PR #11770, opened 2023-07-11
applications: connectivity_bridge: Redirect logs to RTT

maxd-nordic:
This patch makes sure that logs are definitely routed to RTT. Previously, BLE logs would be routed towards the nRF91, causing parsing errors.


bjda (approved):
Makes sense to me

jhn-nordic (approved):

PR #11777, opened 2023-07-11
samples: matter: remove af-gen-event.h

Damian-Nordic:
The file was not auto-generated and had to be created manually but it is not longer needed in the current version of Matter.


LuDuda (approved):

Damian-Nordic:
@doki-nordic The license checker was rejecting my PR as it only removed files. Could you please take a look at the script change?

kkasperczyk-no (approved):

PR #11780, opened 2023-07-11
libs: keys: Use logging instead of printk.

joerchan:
Use logging instead of printk in keys libraries.


SebastianBoe (approved):

mswarowsky (approved):
Nice usability change

PR #13498, opened 2023-12-21
applications: asset_tracker_v2: Fix air pressure value

tokangas:
Air pressure value was scaled incorrectly and the values sent to the cloud were not in Pascals. When the BSEC library is used, the value is already in Pascals and no scaling is needed, however the BME680 driver reports the pressure in kPascals.


tokangas:
@maxd-nordic @jtguggedal @simensrostad I noticed that the reported air pressure values with Thingy:91 default configuration were something like 0.1 Pascals, when the correct value should be around 100000 Pascals. It seems that the unit depends on the driver configuration, but the implementation in the PR works correctly with both BME680 drivers (as far as I can tell). The old implementation reported incorrect values with both.

simensrostad (approved):
:+1:

jtguggedal (approved):

PR #13507, opened 2023-12-22
lib: nrf_modem_lib: lte_net_if: Add handling of reset loop event

simensrostad:
Add handling of reset loop event to notify users when this occurs.

### DIFF
--- a/lib/nrf_modem_lib/lte_net_if/lte_net_if.c
+++ b/lib/nrf_modem_lib/lte_net_if/lte_net_if.c
@@ -302,29 +302,33 @@ static void pdn_event_handler(uint8_t cid, enum pdn_event event, int reason)
 
 static void lte_reg_handler(const struct lte_lc_evt *const evt)
 {
-	if (evt->type != LTE_LC_EVT_NW_REG_STATUS) {
-		return;
-	}
+	if (evt->type == LTE_LC_EVT_MODEM_EVENT && evt->modem_evt == LTE_LC_MODEM_EVT_RESET_LOOP) {
+		LOG_WRN("The modem has detected a reset loop. LTE network attach is now "
+			"restricted for the next 30 minutes.");
 
-	switch (evt->nw_reg_status) {
-	case LTE_LC_NW_REG_REGISTERED_HOME:
-		__fallthrough;
-	case LTE_LC_NW_REG_REGISTERED_ROAMING:
-		/* Mark serving cell as available. */
-		LOG_DBG("Registered to serving cell");
-		update_has_cell(true);
-		break;
-	case LTE_LC_NW_REG_SEARCHING:
-		/* Searching for a new cell, do not consider this cell loss unless it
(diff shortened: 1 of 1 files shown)


gregersrygg (approved):

lib/nrf_modem_lib/lte_net_if/lte_net_if.c
```diff
@@ -301,29 +301,36 @@ static void pdn_event_handler(uint8_t cid, enum pdn_event event, int reason)
...
-	default:
-		LOG_DBG("Not registered to serving cell");
-		/* Mark the serving cell as lost. */
-		update_has_cell(false);
-		break;
+	if (evt->type == LTE_LC_EVT_MODEM_EVENT && evt->modem_evt == LTE_LC_MODEM_EVT_RESET_LOOP) {
+		LOG_WRN("The modem has detected a reset loop. LTE network attach is now "
+			"restricted for the next 30 minutes. Power-cycle the device to "
+			"circumvent this restriction or reset the modem to factory settings by "
+			"issuing the AT\%XFACTORYRESET AT command.");
```
eivindj-nordic, line 308: I'm not sure if this is something we want to state as a solution for a reset loop. It is good as a workaround for development, though I'm afraid someone might get the idea to add the factory reset to production code from this, causing a live device to continue spamming attach requests to the network to "eternity".

A suggestion is to keep the first sentence and remove the second.

simensrostad: Fair point, I can remove the last part of the sentence.

simensrostad: Removed

eivindj-nordic (approved):

lib/nrf_modem_lib/lte_net_if/lte_net_if.c
```diff
@@ -302,29 +302,34 @@ static void pdn_event_handler(uint8_t cid, enum pdn_event event, int reason)
...
-		/* Mark the serving cell as lost. */
-		update_has_cell(false);
-		break;
+	if (evt->type == LTE_LC_EVT_MODEM_EVENT && evt->modem_evt == LTE_LC_MODEM_EVT_RESET_LOOP) {
+		LOG_WRN("The modem has detected a reset loop. LTE network attach is now "
+			"restricted for the next 30 minutes.");
+
+		LOG_DBG("For more information see the nRF91 AT Commands - Command "
+			"Reference Guide v2.0 - chpt. 5.36");
+
```
tokangas, line 311: I think this should be made more generic, because we now have separate AT command documentation for nRF9160 and nRF91x1. Also, it would be better not to refer to any specific document version.

How about something like this?
```suggestion
		LOG_DBG("For more information, see the AT command documentation for %MDMEV notification");
```

bjda (approved):

tokangas (approved):

lemrey (approved):

PR #13515, opened 2023-12-29
samples: cellular: modem_shell: Take Custom AT commands library into use

tokangas:
Refactored the custom AT command implementation to use the Custom AT commands libary and underlying Modem library implementation.

MOSH-259


samples/cellular/modem_shell/src/at/at_cmd_mode_custom.c
```diff
@@ -0,0 +1,124 @@
...
+
+#if defined(CONFIG_MOSH_PING)
+#include "icmp_ping.h"
+#endif
+
+#define MOSH_AT_CMD_MAX_PARAM 8
+
+extern bool at_cmd_mode_dont_print;
+
+#if defined(CONFIG_MOSH_PING)
```
trantanen, line 27: I know this is in old code but would probably be cleaner to exclude the entire file in `CMakeLists.txt`

eivindj-nordic (approved):
Looks good from modem lib/custom AT commands point of view.

samples/cellular/modem_shell/src/at/at_cmd_mode_custom.c
```diff
@@ -0,0 +1,124 @@
+/*
+ * Copyright (c) 2022 Nordic Semiconductor ASA
```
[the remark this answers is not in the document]
tokangas: The file was renamed, so I kept the old copyright year. Not sure if that was the right thing to do or not.

samples/cellular/modem_shell/src/at/at_cmd_mode_custom.c
tokangas: I wanted to do it like this because this module is not ping specific. This module can contain handlers for different custom AT commands. It just happens to contain only ping at the moment. 😄

trantanen (approved):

What you are asked to do
For this exercise, output the entries above exactly as written.

Response to this task
PR #11770, opened 2023-07-11
applications: connectivity_bridge: Redirect logs to RTT

maxd-nordic:
This patch makes sure that logs are definitely routed to RTT. Previously, BLE logs would be routed towards the nRF91, causing parsing errors.


bjda (approved):
Makes sense to me

jhn-nordic (approved):

PR #11777, opened 2023-07-11
samples: matter: remove af-gen-event.h

Damian-Nordic:
The file was not auto-generated and had to be created manually but it is not longer needed in the current version of Matter.


LuDuda (approved):

Damian-Nordic:
@doki-nordic The license checker was rejecting my PR as it only removed files. Could you please take a look at the script change?

kkasperczyk-no (approved):

PR #11780, opened 2023-07-11
libs: keys: Use logging instead of printk.

joerchan:
Use logging instead of printk in keys libraries.


SebastianBoe (approved):

mswarowsky (approved):
Nice usability change

PR #13498, opened 2023-12-21
applications: asset_tracker_v2: Fix air pressure value

tokangas:
Air pressure value was scaled incorrectly and the values sent to the cloud were not in Pascals. When the BSEC library is used, the value is already in Pascals and no scaling is needed, however the BME680 driver reports the pressure in kPascals.


tokangas:
@maxd-nordic @jtguggedal @simensrostad I noticed that the reported air pressure values with Thingy:91 default configuration were something like 0.1 Pascals, when the correct value should be around 100000 Pascals. It seems that the unit depends on the driver configuration, but the implementation in the PR works correctly with both BME680 drivers (as far as I can tell). The old implementation reported incorrect values with both.

simensrostad (approved):
:+1:

jtguggedal (approved):

PR #13507, opened 2023-12-22
lib: nrf_modem_lib: lte_net_if: Add handling of reset loop event

simensrostad:
Add handling of reset loop event to notify users when this occurs.

### DIFF
--- a/lib/nrf_modem_lib/lte_net_if/lte_net_if.c
+++ b/lib/nrf_modem_lib/lte_net_if/lte_net_if.c
@@ -302,29 +302,33 @@ static void pdn_event_handler(uint8_t cid, enum pdn_event event, int reason)
 
 static void lte_reg_handler(const struct lte_lc_evt *const evt)
 {
-	if (evt->type != LTE_LC_EVT_NW_REG_STATUS) {
-		return;
-	}
+	if (evt->type == LTE_LC_EVT_MODEM_EVENT && evt->modem_evt == LTE_LC_MODEM_EVT_RESET_LOOP) {
+		LOG_WRN("The modem has detected a reset loop. LTE network attach is now "
+			"restricted for the next 30 minutes.");
 
-	switch (evt->nw_reg_status) {
-	case LTE_LC_NW_REG_REGISTERED_HOME:
-		__fallthrough;
-	case LTE_LC_NW_REG_REGISTERED_ROAMING:
-		/* Mark serving cell as available. */
-		LOG_DBG("Registered to serving cell");
-		update_has_cell(true);
-		break;
-	case LTE_LC_NW_REG_SEARCHING:
-		/* Searching for a new cell, do not consider this cell loss unless it
(diff shortened: 1 of 1 files shown)


gregersrygg (approved):

lib/nrf_modem_lib/lte_net_if/lte_net_if.c
```diff
@@ -301,29 +301,36 @@ static void pdn_event_handler(uint8_t cid, enum pdn_event event, int reason)
...
-	default:
-		LOG_DBG("Not registered to serving cell");
-		/* Mark the serving cell as lost. */
-		update_has_cell(false);
-		break;
+	if (evt->type == LTE_LC_EVT_MODEM_EVENT && evt->modem_evt == LTE_LC_MODEM_EVT_RESET_LOOP) {
+		LOG_WRN("The modem has detected a reset loop. LTE network attach is now "
+			"restricted for the next 30 minutes. Power-cycle the device to "
+			"circumvent this restriction or reset the modem to factory settings by "
+			"issuing the AT\%XFACTORYRESET AT command.");
```
eivindj-nordic, line 308: I'm not sure if this is something we want to state as a solution for a reset loop. It is good as a workaround for development, though I'm afraid someone might get the idea to add the factory reset to production code from this, causing a live device to continue spamming attach requests to the network to "eternity".

A suggestion is to keep the first sentence and remove the second.

simensrostad: Fair point, I can remove the last part of the sentence.

simensrostad: Removed

eivindj-nordic (approved):

lib/nrf_modem_lib/lte_net_if/lte_net_if.c
```diff
@@ -302,29 +302,34 @@ static void pdn_event_handler(uint8_t cid, enum pdn_event event, int reason)
...
-		/* Mark the serving cell as lost. */
-		update_has_cell(false);
-		break;
+	if (evt->type == LTE_LC_EVT_MODEM_EVENT && evt->modem_evt == LTE_LC_MODEM_EVT_RESET_LOOP) {
+		LOG_WRN("The modem has detected a reset loop. LTE network attach is now "
+			"restricted for the next 30 minutes.");
+
+		LOG_DBG("For more information see the nRF91 AT Commands - Command "
+			"Reference Guide v2.0 - chpt. 5.36");
+
```
tokangas, line 311: I think this should be made more generic, because we now have separate AT command documentation for nRF9160 and nRF91x1. Also, it would be better not to refer to any specific document version.

How about something like this?
```suggestion
		LOG_DBG("For more information, see the AT command documentation for %MDMEV notification");
```

bjda (approved):

tokangas (approved):

lemrey (approved):

PR #13515, opened 2023-12-29
samples: cellular: modem_shell: Take Custom AT commands library into use

tokangas:
Refactored the custom AT command implementation to use the Custom AT commands libary and underlying Modem library implementation.

MOSH-259


samples/cellular/modem_shell/src/at/at_cmd_mode_custom.c
```diff
@@ -0,0 +1,124 @@
...
+
+#if defined(CONFIG_MOSH_PING)
+#include "icmp_ping.h"
+#endif
+
+#define MOSH_AT_CMD_MAX_PARAM 8
+
+extern bool at_cmd_mode_dont_print;
+
+#if defined(CONFIG_MOSH_PING)
```
trantanen, line 27: I know this is in old code but would probably be cleaner to exclude the entire file in `CMakeLists.txt`

eivindj-nordic (approved):
Looks good from modem lib/custom AT commands point of view.

samples/cellular/modem_shell/src/at/at_cmd_mode_custom.c
```diff
@@ -0,0 +1,124 @@
+/*
+ * Copyright (c) 2022 Nordic Semiconductor ASA
```
[the remark this answers is not in the document]
tokangas: The file was renamed, so I kept the old copyright year. Not sure if that was the right thing to do or not.

samples/cellular/modem_shell/src/at/at_cmd_mode_custom.c
tokangas: I wanted to do it like this because this module is not ping specific. This module can contain handlers for different custom AT commands. It just happens to contain only ping at the moment. 😄

trantanen (approved):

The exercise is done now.